None of these are particularly easy to explain, but I’ll try and give an overview of the ones I’m familiar with:

> Navier – Stokes Equation

There is a very important mathematical concept called a “differential equation”. This is where we have an indirect description of how a quantity changes in time and/or space, which involves rates of change in the quantity, and we want to turn that into a direct description where we can just plug in the time and/or position and get its value. This is called “solving” the differential equation.

A simple example is the motion of a projectile affected by air resistance. We know that the amount of air resistance is dependent on the speed of the object. We also know from Newton’s second law that the acceleration of an object is equal to the overall force acting on it, divided by its mass. This gives us a differential equation that relates the acceleration of the projectile to its speed. To find out where the projectile will actually be at a given time, we need to solve this differential equation.

The simplest differential equations can be solved exactly, but more often we need to use numerical methods to find approximate solutions. There is a broad class of differential equations, called “linear” differential equations, for which this is straightforward – you can even prove that your approximate solution is within a certain distance of the real solution. There are many processes in science and engineering that can be understood in terms of linear differential equations, but some require nonlinear equations. The most well-known example of this is the motion of fluids, which is described by the Navier-Stokes equations. People have come up with various numerical methods for the Navier-Stokes equations which *seem* to give good approximate solutions, but nobody has been able to prove that they actually work. In fact, nobody even knows, outside some simple special cases, how to prove that the Navier-Stokes equations even *have* solutions to approximate. That’s what this Millennium Prize problem is about: proving that the Navier-Stokes equations have solutions with certain basic properties. That would be the first step towards proving that these numerical methods actually work, and it would presumably revolutionise our understanding of non-linear differential equations more generally. By the way: the fact that fluids do weird stuff like turbulence is closely related to the fact that they are described by nonlinear equations.

> P vs NP Problem

This is from an area of maths called computational complexity theory, which studies how many steps are required to solve problems. For example, suppose we have a list of numbers (positive and negative), and we want to know if there is some subset of those numbers which sum to zero. We could, of course, write down every possible subset of the numbers and check whether any of them sum to zero, but is there a faster way?

Much of the work in this field has involved classifying problems into “complexity classes”, where the number of necessary steps grows in a certain way as the size of the problem (in our case, the length of the list of numbers) grows.

Two of the most important and well known complexity classes are P and NP. P is the class of problems for which the minimum number of steps required to solve the problem is “polynomial” in the size of the problem. That is, the number of steps is less than s^n, where s is the size of the problem and n is some fixed number. NP is slightly more complicated to define, but roughly speaking its the class of problems for which an existing solution can be verified in a polynomial number of steps.

The thing is, it’s not actually known whether P and NP are the same class.
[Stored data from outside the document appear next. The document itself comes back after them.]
PR #1898, opened 2024-01-31
Handle sharing and saving the security analysis parameters.

AAJELLAL:


src/components/dialogs/parameters/common/parameters-creation-dialog.tsx
```diff
@@ -97,13 +95,13 @@ const CreateParameterDialog: React.FunctionComponent<CreateParameterProps> = ({
     const onSubmit = useCallback(
         (values: FormData) => {
             createParameter(
-                formatNewParams(parameterGetValues()),
+                parameterFormatter(parameterValues()),
```
jamal-khey, line 98: it would be add a .catch to handle errors or put a log in the console

AAJELLAL: I only changed the name to be more generic.

jamal-khey (approved):

jamal-khey (approved):

ayolab (approved):

PR #1903, opened 2024-02-07
Sorting and filtering in shortcircuit results

Mathieu-Deharbe:
Enable sorting and filtering on the 'child' connectableId column of the shortcircuit results

Adds the "secondary" sort concept for this column. Which is a facultative sort applied after the primary sort.


flomillot (commented):
As discussed, maybe try to change the sortProps and get inspiration from the AGGrid API : https://www.ag-grid.com/javascript-data-grid/row-sorting/#sorting-api
Ex : 
```
[
      { colId: 'country', sort: 'asc', type: 'primary' },
      { colId: 'sport', sort: 'asc', type: 'secondary' },
    ]
```

src/components/custom-aggrid/custom-aggrid-header.js
```diff
@@ -247,6 +261,21 @@ const CustomHeaderComponent = ({
...
+                                                <ArrowUpward
+                                                    sx={styles.iconSize}
+                                                />
+                                            ) : (
+                                                <ArrowDownward
+                                                    sx={styles.iconSize}
+                                                />
+                                            )}
+                                        </IconButton>
+                                    </Grid>
```
klesaulnier, line 277: check with designer if it's enough to display "secondary filter"
I would display a "2" next to the children sort arrow

klesaulnier (changes requested):
I did not test short-circuit results yet, but I could see it broke other results pages, multiple arrow are displayed in a weird way

Mathieu-Deharbe:
> As discussed, maybe try to change the sortProps and get inspiration from the AGGrid API : https://www.ag-grid.com/javascript-data-grid/row-sorting/#sorting-api Ex :
> 
> ```
> [
>       { colId: 'country', sort: 'asc', type: 'primary' },
>       { colId: 'sport', sort: 'asc', type: 'secondary' },
>     ]
> ```
> 
> or
> 
> ```
> [
>       { colId: 'country', sort: 'asc', secondary: 'false' },
>       { colId: 'sport', sort: 'asc', secondary: 'true' },
>     ]
> ```
> 
> Then we remove lot of duplicate code

Juste tried this and commited it. I think it is better. Less duplicate and more logic directly into use-aggrid-sort. Tell me if this looks like what you expected.

src/components/custom-aggrid/custom-aggrid-header-utils.ts
```diff
@@ -25,9 +31,10 @@ export const makeAgGridCustomHeaderColumn = ({
     const isSortable = !!sortProps;
     const isFilterable = !!filterProps;
     const isCurrentColumnSorted = sortConfig?.colKey === field;
+    const isColumnSecondarySorted = sortConfig?.secColKey === field;
```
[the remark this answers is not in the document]
Mathieu-Deharbe: Done.

src/components/custom-aggrid/custom-aggrid-header.js
Mathieu-Deharbe: I did last week. He didn't like the "2" idea, and made a proposition which looks better but won't be done for now. I precised it in the main US.

src/hooks/use-aggrid-sort.ts
```diff
@@ -7,13 +7,49 @@
...
+export function getSecondarySort(
+    multipleSort: SortConfigType
+): ColumnSortConfig | undefined {
+    for (const sort of multipleSort) {
+        if (sort.secondary) {
+            return sort;
+        }
+    }
+    return undefined;
+}
```
flomillot, line 45: No need these methods

src/hooks/use-aggrid-sort.ts
```diff
@@ -32,22 +68,61 @@ export const getSortValue = (sortWay: number) => {
...
+                        {
+                            colKey: colKey,
+                            sortWay: sortWay,
+                            secondary: false,
+                        },
+                    ]);
+                }
+            }
+        },
+        [sortConfig]
```
flomillot, line 114: It's not really what I was thinking about.. what about that instead ? I am right ?
```suggestion
        (colKey: string, sortWay: number, secondary: boolean) => {
            setSortConfig(
                sortConfig
                    .filter((sort) => sort.secondary !== secondary)
                    .concat({ colKey, sortWay, secondary })
            );
        },
        [sortConfig]
```

flomillot (changes requested):
You don't need to use primarySort or secondarySort principle inside the column because you already know it thanks to the column definition. Here it's too similar to what we had before...

PR #1908, opened 2024-02-08
Add generators tabular creations

FranckLecuyer:


EstherDarkish (commented):
If we do not select a type but click on "generate skeleton" anyway, the button is gray but works, and it downloads a "null_skeleton.csv" file that is not correctly built.

FranckLecuyer:
> If we do not select a type but click on "generate skeleton" anyway, the button is gray but works, and it downloads a "null_skeleton.csv" file that is not correctly built.

Fixed (also in tabular modifications)

EstherDarkish (approved):
Test OK Code OK

PR #1909, opened 2024-02-08
Use customHeader in spreedsheet and implement sorting and filtering

achour94:


src/components/spreadsheet/utils/config-tables.js
klesaulnier, line 1: create objects like this to improve maintenance :
const integerFilterConf = {
    filterDataType: FILTER_DATA_TYPES.NUMBER,
    filterComparators: [
        FILTER_NUMBER_COMPARATORS.GREATER_THAN_OR_EQUAL,
        FILTER_NUMBER_COMPARATORS.LESS_THAN_OR_EQUAL,
        FILTER_NUMBER_COMPARATORS.NOT_EQUAL,
    ],
}

and use it everywhere it's needed
It could even include "filter: 'agNumberColumnFilter'" and "numeric: true"

same for FILTER_DATA_TYPES.TEXT

src/components/spreadsheet/utils/config-tables.js
```diff
@@ -241,13 +254,29 @@ export const TABLES_DEFINITIONS = {
...
                 field: 'id',
-                sort: DEFAULT_SORT_ORDER,
+                customFilterParams: {
+                    filterDataType: FILTER_DATA_TYPES.TEXT,
+                    filterComparators: [
+                        FILTER_TEXT_COMPARATORS.STARTS_WITH,
+                        FILTER_TEXT_COMPARATORS.CONTAINS,
+                    ],
+                },
+                filter: 'agTextColumnFilter',
```
klesaulnier, line 264: do we still need "filter: 'agTextColumnFilter'" ?

src/hooks/use-aggrid-sort-impl.ts
klesaulnier, line 1: I think this hook name is a bit confusing
Change it to something like "useAggridLocalSort" or add a comment to explain its usage

src/hooks/use-aggrid-row-filter-impl.ts
klesaulnier, line 1: I think this hook name is a bit confusing
Change it to something like "useAggridLocalRowFilter" or add a comment to explain its usage

src/hooks/use-aggrid-sort-impl.ts
```diff
@@ -0,0 +1,44 @@
...
+                state: [
+                    {
+                        colId: sortConfig.colKey,
+                        sort: getSortValue(sortConfig.sortWay),
+                    },
+                ],
+                defaultState: { sort: null },
+            });
+        },
+        [gridRef]
```
klesaulnier, line 36: it's a bit weird to pass a ref as useCallback dependency but I did not find any way to do without it

src/hooks/use-aggrid-row-filter-impl.ts
```diff
@@ -0,0 +1,62 @@
...
+    updateFilterCallback = () => {}
+): UseAggridRowFilterOutputType => {
+    const { updateFilter, filterSelector, initFilters } = useAggridRowFilter(
+        filterSelectorKeys,
+        updateFilterCallback
+    );
+
+    const formatCustomFiltersForAgGrid = useCallback(
+        (filters: FilterSelectorType[]) => {
+            const agGrifFilterModel: Record<string, any> = {};
```
klesaulnier, line 29:
```suggestion
            const agGridFilterModel: Record<string, any> = {};
```

klesaulnier: I think we should change "Record<string, any>" to either : 
- "any" -> it's the type expected "setFilterModel"
- "Record<string, FilterType>" with FilterType a new TypeScript interface with "filterType", "type" and "filter" properties

src/components/spreadsheet/table-wrapper.js
```diff
@@ -202,6 +206,36 @@ const TableWrapper = (props) => {
...
+
+    // This is a dummy callback to avoid the warning of missing dependencies and infinite loop
+    const updateFilterCallback = useCallback(() => {}, []);
+
+    const { updateFilter, filterSelector, initFilters } =
+        useAggridRowFilterImpl(
+            gridRef,
+            equipementFiltersSelectorKeys,
+            updateFilterCallback
+        );
```
klesaulnier, line 237: I think it would be cleaner to change "useAggridRowFilter" definition and make "updateFilterCallback" not mandatory

you could then remove "updateFilterCallback" from "useAggridRowFilterImpl" props

src/components/spreadsheet/table-wrapper.js
```diff
@@ -258,12 +316,18 @@ const TableWrapper = (props) => {
...
+    }, [tabIndex, initFilters, defaultSortColKey, initSort]);
+
     const getRows = useCallback(() => {
         if (props.disabled || !equipments) {
             return [];
         }
+        let rowData = [...equipments];
 
-        return equipments;
+        return rowData;
```
klesaulnier, line 330: do we need this change ?
this could trigger unnecessary rerenders : "[...equipments]"

klesaulnier (changes requested):

EstherDarkish (commented):
Got some warning about missing translations in the console :
`Error: [@formatjs/intl Error MISSING_TRANSLATION] Missing message: "grid.ariaFilterValue" for locale "fr", using default message (Filter Value) as fallback.`

(maybe this one is not the only one)

src/hooks/use-aggrid-row-filter-impl.ts
achour94: `setFilterModel = (
    model: FilterModel | null
) => void;

interface FilterModel {
  [colId: string]: any;
}`
this is from the documentation of AgGrid https://www.ag-grid.com/react-data-grid/filter-api/#get--set-all-filter-models

src/components/spreadsheet/table-wrapper.js
achour94: It's already not mandatory, i deleted the dummy function, we don't need it anymore

src/components/spreadsheet/table-wrapper.js
achour94: My bad, it's a change from the previous code when i did the filtering manually

src/hooks/use-aggrid-sort-impl.ts
achour94: Yes, just to avoid eslint error

src/hooks/use-aggrid-row-filter-impl.ts
klesaulnier: I see, when you check "gridApi.d.ts", it's not the case 
`setFilterModel(model: any): void;`

If it's documented like this, let's keep it this way

klesaulnier (approved):
Code: OK

Meklo (changes requested):
I noticed there's an infinite rerender loop by adding a debug message in TableWrapper's body

src/components/spreadsheet/utils/config-tables.js
```diff
@@ -91,6 +96,29 @@ export const DEFAULT_SORT_ORDER = 'asc';
```
Meklo, line 96: You can remove DEFAULT_SORT_ORDER (which is located just above this line but I can't comment it) now that it is no longer in use

Meklo (approved):

PR #1920, opened 2024-02-14
Add modal and methods to save and load parameters

lilian-houdelet:


AAJELLAL (changes requested):
Initial values are always sent regardless of what is entered by the user.

AAJELLAL (approved):
Tests and code are ok.

jamal-khey (approved):
Code and tests Ok

PR #1927, opened 2024-02-19
Homogenize batteries and generators attributes

souissimai:


src/components/dialogs/network-modifications/battery/creation/battery-creation-dialog.js
```diff
@@ -129,9 +128,9 @@ const BatteryCreationDialog = ({
                     ? 'MINMAX'
                     : 'CURVE',
                 minimumReactivePower:
-                    battery?.minMaxReactiveLimits?.minimumReactivePower ?? null,
```
Mathieu-Deharbe, line 132: Why don’t you change the form fields like `minimumReactivePower` just above or maximumReactivePower below while you’re at it? I think it would make the code clearer.

src/components/utils/field-constants.js
```diff
@@ -73,8 +77,10 @@ export const REACTIVE_CAPABILITY_CURVE_CHOICE = 'reactiveCapabilityCurveChoice';
 export const REACTIVE_CAPABILITY_CURVE_TABLE = 'reactiveCapabilityCurveTable';
 export const MINIMUM_REACTIVE_POWER = 'minimumReactivePower';
 export const MAXIMUM_REACTIVE_POWER = 'maximumReactivePower';
-export const Q_MAX_P = 'qmaxP';
-export const Q_MIN_P = 'qminP';
+export const MIN_Q = 'minQ';
+export const MAX_Q = 'maxQ';
+export const Q_MAX_P = 'maxQ';
+export const Q_MIN_P = 'minQ';
```
Mathieu-Deharbe, line 83: Is it really necessary to keep Q_MAX_P and Q_MIN_P ?

Mathieu-Deharbe:
I think there is a problem in the modifying generator interface. If I set a value to "rated nominal power" : 

entrer 10

Then validate and reopen : 

reouvre

The value disappeared.

There seem to have the same problem with QminPmin, QmaxPmin, QminPmax and QmaxPmax. It looks like those values are never loaded. And this in true in generator modification and generator creation.

This a new bug (not this problem on OPF).

Mathieu-Deharbe (approved):

SlimaneAmar (approved):

PR #1937, opened 2024-02-21
Fix map VLs filter on VL update

SlimaneAmar:


src/components/network/map-equipments.js
```diff
@@ -198,7 +198,7 @@ export default class MapEquipments {
     }
 
     completeSubstationsInfos(equipementsToIndex) {
-        const nominalVoltagesSet = new Set(this.nominalVoltages);
```
Meklo, line 201: It was specifically added in this PR #1470 to fix a bug apparently, why the removal ?

SlimaneAmar:
No longer relevant

PR #1940, opened 2024-02-22
Add properties to all equipments

AAJELLAL:


TheMaskedTurtle (changes requested):
It does not work for voltage levels and there is no key duplication check on shunt compensators, but I don't know why ^^

AAJELLAL:
> It does not work for voltage levels and there is no key duplication check on shunt compensators, but I don't know why ^^

Voltage level fixed. The check of key duplication is OK for shunt compensators(creation and modification).

shunt_creation
shunt_modification

jamal-khey (approved):

PR #1949, opened 2024-02-26
Add country fields to all spreadsheet equipments

Meklo:


FranckLecuyer (approved):
Just one remark : 
I don't know if it has really a sense to show country1, country2, country3 for 2WT and 3WT, as usually these equipments are in one country only ...
see with the PO

PR #214, opened 2015-07-15
Initialize sampler argument

hugwijst:
Initialize the device specific `dev_sampler_t` structure from the `cl_sampler_t` structure for the basic and pthread devices.

### DIFF
--- a/lib/CL/devices/common.c
+++ b/lib/CL/devices/common.c
@@ -43,6 +43,8 @@
 #include "pocl_runtime_config.h"
 #include "pocl_llvm.h"
 
+#include "_kernel_constants.h"
+
 #define COMMAND_LENGTH 2048
 
 /**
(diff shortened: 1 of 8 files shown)


lib/CL/devices/common.h
```diff
@@ -26,7 +26,7 @@
 #define POCL_COMMON_H
 
 #include "pocl_cl.h"
-#include "dev_image.h"
+#include "_kernel_c.h"
```
pjaaskel: _kernel_c.h should be included only from the kernel builtin function definitions (lib/kernel). It doesn't seem to build with gcc at the moment due to #if __has_attribute(__always_inline__) which is recognized by Clang but not gcc 4.8. Can you revert this part in such a way that the dev_image.h has only the image struct which _kernel_c.h includes?

hugwijst: I've copied the required `#define`s to `dev_image.h`.

Is the `cl_int` type also defined in the kernel context? In that case the types in `include/pocl_types.h` could be changed to `cl_int` and the `#define`s can be moved to that file. That way `dev_images.h` can be removed.

pjaaskel: I believe cl_int is not defined in kernel context, it's simply int there, I think.

lib/CL/devices/common.c
```diff
@@ -135,6 +135,39 @@ void fill_dev_image_t (dev_image_t* di, struct pocl_argument* parg,
...
+ */
+void fill_dev_sampler_t (dev_sampler_t *ds, struct pocl_argument *parg)
+{
+  cl_sampler_t sampler = *(cl_sampler_t *)parg->value;
+
+  *ds = 0;
+  *ds |= sampler.normalized_coords == CL_TRUE ? CLK_NORMALIZED_COORDS_TRUE :
+      CLK_NORMALIZED_COORDS_FALSE;
+
+  switch (sampler.addressing_mode) {
```
pjaaskel: What is the point of this switch? Why not or straight it to *ds?

hugwijst: The `CL_ADDRESS_*` constants defined in "include/CL/cl.h" don't correspond with the `CLK_ADDRESS_*` constants as defined in "include/_kernel_c.h" and currently copied in "lib/CL/devices/dev_image.h".

hugwijst:
I've moved the constants from `include/_kernel_c.h` to `include/_kernel_constants.h`, so it can be included from `lib/CL/devices/common.c` and doesn't have to be duplicated.

PR #228, opened 2015-08-14
cl2.hpp + removing OpenGL header dependency

jrprice:
This patch adds the new `cl2.hpp` header recently made available by Khronos. The primary motivation for doing this is to remove the requirement to have OpenGL headers available when building pocl.

This is mostly just very minor changes to the tests that use `cl.hpp` to include the new header instead, and to define the macros which control the OpenCL version to target. The Makefiles have also been updated to use `-std=c++11` as required.

I've cut out the OpenGL checks from `configure.ac` and the main `CMakeLists.txt`. Not sure if the stuff that I've left in is necessary/useful.

At present, I've left the old header in, and the patches and wrapper in `fix-include`, as I wasn't sure if they were still needed for some of the examples. The new header doesn't seem to need the patch, and I don't think it needs the wrapper that suppresses the deprecation warnings, since the Makefiles all use `-Wno-deprecated-declarations` anyway.

Tested this on OS X and Linux (x86 + armhf). Might be worth testing on Android + Windows too, but I don't have systems set up that I can do this on.


pjaaskel:
Thanks. Can you add a note to CHANGES?

jrprice:
Done. Also made sure `cl2.hpp` gets installed with other headers (and included in `make dist`).

PR #234, opened 2015-08-25
[cmake] Make it possible to override CL_DISABLE_HALF.

dsandersimgtec:
I suspect the check is currently wrong. It seems to be checking whether C
allows half precision types in arguments and returns. On Mips, this is not
currently allowed. However, I suspect OpenCL allows this regardless of
target. Regardless of the truth of the matter, we should be able to forcefully
enable half precision types in pocl.

This patch removes the unconventional caching mechanism for
CL_DISABLE_HALF in favour of cmake's usual method which allows the user
to specify it with -DCL_DISABLE_HALF=ON/OFF.

### DIFF
--- a/cmake/LLVM.cmake
+++ b/cmake/LLVM.cmake
@@ -650,9 +650,7 @@ set_cache_var(CL_DISABLE_LONG "Disable cl_khr_int64 because of buggy llvm")
 
 ####################################################################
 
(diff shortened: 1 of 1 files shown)


pjaaskel:
Yes, that has been wrong as the C's half type has (at least used to have) a completely different (and more buggy) code generation path than OpenCL C's half.

PR #240, opened 2015-09-04
Substitute spir-* triples for the default target triple so that Address Spaces are lowered correctly.

dsandersimgtec:
The root of the problem is that the spir-* triple does not indicate the underlying
target architecture and the lowering of address spaces is therefore skipped
when the target is MIPS.

This fixes example1-spir32 for MIPS.

### DIFF
--- a/lib/CL/pocl_llvm_api.cc
+++ b/lib/CL/pocl_llvm_api.cc
@@ -675,6 +675,7 @@ int pocl_llvm_get_kernel_metadata(cl_program program,
       return 1;
     }
 
+  input->setTargetTriple(program->devices[device_i]->llvm_target_triplet);
 
 #ifdef DEBUG_POCL_LLVM_API        
   printf("### fetching kernel metadata for kernel %s program %p input llvm::Module %p\n",


lib/llvmopencl/TargetAddressSpaces.cc
```diff
@@ -92,6 +92,9 @@ TargetAddressSpaces::runOnModule(llvm::Module &M) {
 
   llvm::StringRef arch(M.getTargetTriple());
 
+  if (arch.startswith("spir"))
+    arch = OCL_KERNEL_TARGET;
```
pjaaskel: This works only for host devices? Remember that pocl can control platforms with multiple devices that are not the same as host. And the same SPIR can be retargeted to all devices in the platform (which could consist of, say a MIPS CPU and a HSA-supported GPU in the future).   So a better fix would be to dig out the device we are compiling to somehow.

dsandersimgtec: I don't have a suitable system to double check with but I believe this would work with foreign target devices too. However, it does exclude heterogeneous systems.

> So a better fix would be to dig out the device we are compiling to somehow.

I'm thinking that the code that decided the target device ought to be switching the spir triple for the target triple and passing that to the code generator, etc. Can you tell me where that decision is made?

pjaaskel: Yes, I meant heterogeneous platforms with one or more non-host device. 

For the codegen, check 'basic.c', scan for llvm_codegen() (it's in common.c). But the kernel compilation passes (that work on LLVM IR) are driven from pocl_llvm_api.cc. It _might_ work by just forcing the real target machine be created in GetTargetMachine() instead of the SPIR target and fetching the actual target machine (instead of the module triplet) in TargetAddressSpaces.

dsandersimgtec:
This version is an improvement but I don't think it's quite right yet. In this version we substitute the SPIR triple for the Device triple as soon as we read from the cache. As a result, it should now support heterogeneous systems.

I don't think SPIR inputs should be entering the cache with a 'target triple = "spir...' line though.

pjaaskel:
In kcache the final binary (parallel.so) is what matters the most, if the intermediate files are in SPIR it's no big deal. 

Eventually I'd like to get an early address space flattening inside pocl also to fix issues we see now with the vectorizer and Broadwell. That is, run TAS early and at the same time switch from SPIR to the target triplet in the Module to get proper target info to the LLVM IR optimizations when starting from SPIR.

I'll test your patch here.

pjaaskel:
There's one new failure with this, didn't you get it with MIPS?
```
compilation -*-
108. testsuite-runtime.at:92: testing clGetKernelArgInfo ...
./testsuite-runtime.at:95: $abs_top_builddir/tests/runtime/test_clGetKernelArgInfo
stderr:
Assertion: 
(kernel_arg.address==CL_KERNEL_ARG_ADDRESS_CONSTANT) && "arg of test_kernel is not CONSTANT addr space"
failed on test_clGetKernelArgInfo.c:80
stdout:

NON-SPIR

SPIR with metadata
opening File: /home/visit0r/src/pocl-public/tests/runtime/clGetKernelArgInfo.spir64_meta
program size: 2596
./testsuite-runtime.at:95: exit code was 1, expected 0
108. testsuite-runtime.at:92: 108. clGetKernelArgInfo (testsuite-runtime.at:92): FAILED (testsuite-runtime.at:95)
```

dsandersimgtec:
I'm still running the full set of tests. Some of them take a very long time on the first run, particularly test_convert_type_16 which takes ~1.5hrs at the moment.

I've manually run test_clGetKernelArgInfo and I get the same assertion. I'll look into it.

dsandersimgtec:
I'm fairly certain I have a better solution that patches llvm instead of pocl. It definitely fixes example1-spir32 without regressing test_clGetKernelArgInfo and I'm currently re-running the tests to see if everything else is ok.

The plan is to (like X86) reserve address spaces 1-255 for software use and treat conversions between these spaces as no-ops.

There are many problems – and the “subset-sum” problem I described is one of them – for which we know it’s in NP, but we don’t know if it’s in P (though it’s trivial to show that any problem in P is also in NP). It’s strongly suspected that many of these problems are *not* in P, and that P and NP are two distinct classes. Proving that would presumably help towards understanding how various other complexity classes fit together too. If someone proved that P and NP *are* in fact the same (which would definitely be the more surprising outcome), then this would presumably lead to much faster methods for solving all kinds of problems.

> Riemann Hypothesis

This one is much more abstract. It’s about something called the Riemann zeta function, which is an example of a complex function, i.e. one that takes a complex number (a real number + an imaginary number) and gives you another complex number. There are certain points at which the value of the Riemann zeta function is zero, and it seems that a certain subset of these points all lie along a certain line. The Riemann hypothesis says that all of this subset of “zeros” lie on that line.

The reason why this is so significant is because people have developed many conditional proofs which show that if the Riemann hypothesis (or a variant of it) is true, then some other interesting conjecture is also true.